── INPUT FOR THIS TASK

PR #101, opened 2015-06-26
Save the command line in a file to keep an history

MarcCote:
It is often useful to check what was exactly the command I used to launch some experiments with `smart_dispatch`. This PR saves the command in a file in the job folder.

### DIFF
--- a/scripts/smart_dispatch.py
+++ b/scripts/smart_dispatch.py
@@ -1,7 +1,9 @@
 #!/usr/bin/env python
 # -*- coding: utf-8 -*-
 
+import re
 import os
+import sys
 import argparse
 import time as t
 import numpy as np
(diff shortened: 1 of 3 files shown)


scripts/smart_dispatch.py
```diff
@@ -102,6 +104,14 @@ def main():
     job_generator = job_generator_factory(queue, commands, command_params, CLUSTER_NAME, path_job)
     pbs_filenames = job_generator.write_pbs_files(path_job_commands)
 
+    # Keep an history of command lines i.e. smart_dispatch.py commands.
```
mgermain: I think this should be called at the beginning of the main before the parse_arguments().
Also, this could be a function named `log_command_line` or something similar.

scripts/smart_dispatch.py
```diff
@@ -102,6 +104,14 @@ def main():
...
+    with utils.open_with_lock(os.path.join(path_job, "command_line_history.txt"), 'a') as command_line_history_file:
```
mgermain: command_line.log

scripts/smart_dispatch.py
```diff
@@ -102,6 +104,14 @@ def main():
...
+        command_line_history_file.write(t.strftime("## %Y-%m-%d %H:%M:%S ##\n"))
+        command_line = " ".join(sys.argv)
+        command_line = command_line.replace('"', r'\"')  # Make sure we can paste the command line as-is
+        command_line = re.sub(r'(\[)([^\[\]]*\\ [^\[\]]*)(\])', r'"\1\2\3"', command_line)  # Make sure we can paste the command line as-is
```
mgermain: Add a unit test to be sure the command is reconstructed properly?

scripts/smart_dispatch.py
MarcCote: I added a function in `smartdispatch/smartdispatch.py`.

scripts/smart_dispatch.py
MarcCote: Yep, I also think that's a better name

scripts/smart_dispatch.py
MarcCote: Done, see `I added a function in `smartdispatch/tests/test_smartdispatch.py`.`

────

WHAT YOU HAVE TO DO
Which lines run from the first of the listing to the line containing "import numpy as np"? Reproduce those exactly, both ends included.

EXPECTED ANSWER
PR #101, opened 2015-06-26
Save the command line in a file to keep an history

MarcCote:
It is often useful to check what was exactly the command I used to launch some experiments with `smart_dispatch`. This PR saves the command in a file in the job folder.

### DIFF
--- a/scripts/smart_dispatch.py
+++ b/scripts/smart_dispatch.py
@@ -1,7 +1,9 @@
 #!/usr/bin/env python
 # -*- coding: utf-8 -*-
 
+import re
 import os
+import sys
 import argparse
 import time as t
 import numpy as np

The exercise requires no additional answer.